We know that if an $$$x$$$ do exist, then :

And since we will always have an ans, it follows that :

And as ans is unique, there will be no other values for x to exist, therefore N is not a Power of Three.

//i modified your code (since it's cleaner)

#include <bits/stdc++.h>
using namespace std;
#define endl '\n'
#define pii pair<int,int>
#define vvi vector<vector<int>>
using ll = long long;
const ll mod = 998244353;

ll binpow(ll a, ll b, ll m){
  ll res = 1;
  while (b){
    if (b&1)
      res = (res*a)%m;
    a = (a*a)%m;
    b >>= 1;
  }
  return res;
}

ll discrete_log(ll a,ll b,ll m) {
  a%=m, b%=m;
  if(b == 1) return 0;
  int cnt=0, tmp=1;
  for(int g=__gcd(a,m);g!=1;g=__gcd(a,m)) {
    if(b%g) return -1;
    m/=g, b/=g;
    tmp = tmp*a/g%m;
    ++cnt;
    if(b == tmp) return cnt;
  }
  map<ll,int> w;
  int s = ceil(sqrt(m)), base = b;
  for (int i = 0; i < s; i++)
    w[base] = i, base=base*a%m;
  base=binpow(a,s,m);
  ll key=tmp;
  for(int i = 1; i < s+2; i++) {
    key=base*key%m;
    if(w.count(key)) return i*s-w[key]+cnt;
  }
  return -1;
}

ll solve(string &s, ll mod){
  ll ans = 0;
  int n = s.size();
  for (int i = 0; i < n; i++){
    ans = (ans*10ll)%mod;
    ll d = s[i]-'0';
    ans = (ans+d)%mod;
  }
  return discrete_log(3,ans,mod);
}


signed main(){
  ios_base::sync_with_stdio(0);
  cin.tie(0), cout.tie(0);

  string s;
  cin >> s;

  ll ans;
  ans = solve(s, mod);
  
  //Let n be s.length(),
  //we have :    10^(n-1) <=     3^x     < 10^(n)
  // ------>         n-1  <=  log(3) * x <    n
  
  //so ...
  double lg = log10((double)3) * ans ;
  if ( s.length() - 1 <= lg && lg < s.length())
    cout << ans << endl;
  else
    cout << -1 << endl;

  return 0;
}

First check for some cases that makes the answer $$$0$$$. (if some value occurs in $$$C$$$ but not in its correct position, or if theres a pair that cant be replaced because of $$$R_i$$$)

now you should have pairs of the following type (assume $$$R_i = x, B_i = y$$$):

$$$1- (-1, -1).$$$

$$$2- (y, -1).$$$

$$$3- (n, z).$$$ ($$$z$$$ is $$$-1$$$ or $$$y$$$)

First case you need to find some element smaller or larger than $$$y$$$ (depending on $$$x$$$), and then multiply the answer by two because there are two ways to place them.

Second case is the same but dont multiply by two.

Third case you should ignore both $$$n$$$ and $$$y$$$.

now in order to match them, we will do dp on the values $$$1,2,3..2 \cdot N$$$.

lets use $$$dp[i][\text{count of values in B unused}][\text{count of values not in B unused}]$$$ to find the number of ways to match the elements in $$$B$$$ with the elements not in $$$B$$$ uptill the $$$ith$$$ element.

we skip the elements in case $$$3$$$. Elements in $$$B$$$ we either match them with a smaller element or match them with a later element depending on $$$R$$$. and finally elements not in $$$B$$$ can be paired with any element smaller or larger in $$$B$$$.

you can optimize the memory by noticing that you only need $$$i$$$ and $$$i+1$$$ while calculating the $$$dp$$$.

Sliding window.

For each position calculate POS[i], the furthest index j you can match with.

Now if a interval [X,Y] is good then POS[X] >= Y and POS[X+1] >= Y — 1 and so on until the middle.

Now it's a bit annoying since to test [X,Y] it's still O(N), but if you add X to POS[X], now to test if [X,Y] works you just do MIN in the interval [X,MID], and if it's big enough, then you're good.
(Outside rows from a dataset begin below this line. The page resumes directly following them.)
Issue #416, opened 2022-01-02
Option to make a single package version support multiple versions of Roslyn


jnm2:
StrongInject is gaining the ability to build for both Roslyn 3.8 and 4.0 in the same package: https://github.com/YairHalberstadt/stronginject/pull/181

A similar (but not exactly identical) approach could be used to build for both Roslyn 2.x and 3.x (and even 4.x) in one package if you were interested.

The .NET SDK starting with v6 (= VS2022) natively understands how to properly load from .nupkg structures such as `analyzers/dotnet/roslyn3.8/cs/nunit.analyzers.dll`, and a package .targets file can fill in the gap for earlier versions.

manfred-brands:
@jnm2 I have used this approach for my company analyzer and it works for switching between 3.x and 4.0 version.
How would you update the target to switch between 2.x, 3.x and 4.x? is the Roslyn version known as an msbuild variable?

jnm2:
I'd have to look through MSBuild Structured Log Viewer for candidates, but I'm pretty sure I've seen the SDK version itself as a properly and the major versions line up in parallel if all else fails.

manfred-brands:
@mikkelbu I will be working on this. Can you assign it to me (or give me assign limited rights in this repository)?

mikkelbu:
Thanks @manfred-brands. I've assigned the issue to you and I will look into giving you more rights in this repo as you have been the main driving force the last couple of years 👍

PR #432, opened 2022-03-19
Net6 sdk

### LINKED ISSUE #272: Enforce coding standard more strictly
Increase severity of "suggestion" and "none" to "warning". See https://github.com/nunit/nunit.analyzers/pull/264#discussion_r460432710 and the rest of the thread for context.

manfred-brands:
Fixes #272 

- Upgrade to .NET6 SDK
- Move common definitions from individual .csproj files to Directory.Build.props
- Fix nullability issues.
- Do what we preach, reference nunit.analyzers as an Analyzer
- Convert suggestions for code style to warnings. The code was already clean, but this way we keep it that way.

@mikkelbu this is in preparation of #416 where we need way more projects, one for every supported compiler, to prevent duplication, I moved to using the Directory.Build.props to host common definitions.


mikkelbu:
Thanks for doing this @manfred-brands. I think I'll have time to review it tonight or tomorrow.

src/nunit.analyzers.tests/TestMethodUsage/TestMethodUsageAnalyzerTests.cs
```diff
@@ -46,22 +46,28 @@ public void VerifySupportedDiagnostics()
...
-                    $"{diagnostic.Id} : {nameof(DiagnosticDescriptor.Title)}");
-                Assert.That(diagnostic.Category, Is.EqualTo(Categories.Structure),
-                    $"{diagnostic.Id} : {nameof(DiagnosticDescriptor.Category)}");
-                Assert.That(diagnostic.DefaultSeverity, Is.EqualTo(DiagnosticSeverity.Error),
-                    $"{diagnostic.Id} : {nameof(DiagnosticDescriptor.DefaultSeverity)}");
-            }
+                foreach (var diagnostic in diagnostics)
+                {
+                    Assert.That(diagnostic.Title.ToString(CultureInfo.InvariantCulture), Is.Not.Empty,
+  $"{diagnostic.Id} : {nameof(DiagnosticDescriptor.Title)}");
```
mikkelbu, line 54:
```suggestion
                        $"{diagnostic.Id} : {nameof(DiagnosticDescriptor.Title)}");
```

src/nunit.analyzers.tests/TestMethodUsage/TestMethodUsageAnalyzerTests.cs
```diff
@@ -46,22 +46,28 @@ public void VerifySupportedDiagnostics()
...
+                }
+            });
 
             var diagnosticMessage = diagnostics.Select(_ => _.MessageFormat.ToString(CultureInfo.InvariantCulture)).ToImmutableArray();
 
-            Assert.That(diagnosticMessage, Contains.Item(TestMethodUsageAnalyzerConstants.ExpectedResultTypeMismatchMessage),
+            Assert.Multiple(() =>
+            {
+                Assert.That(diagnosticMessage, Contains.Item(TestMethodUsageAnalyzerConstants.ExpectedResultTypeMismatchMessage),
                 $"{TestMethodUsageAnalyzerConstants.ExpectedResultTypeMismatchMessage} is missing.");
```
mikkelbu, line 67:
```suggestion
                    $"{TestMethodUsageAnalyzerConstants.ExpectedResultTypeMismatchMessage} is missing.");
```

src/nunit.analyzers.tests/Extensions/ITypeSymbolExtensionsTests.cs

Now just do sliding window on this, extend while you can.

Here's my code: https://pastebin.com/39RQx8UZ

For Balls, I find the exact same problem here, Lostborn . You can use recursive dfs and precompute for small values. The complexity is O(K sqrt(N)), but in reality it is much faster, I guess.

"This is not an optimization problem" is a nice problem which could be transformed into a Taylor Shift problem. And Taylor shift is solvable in N*log(N) using Number Theoretic Transform.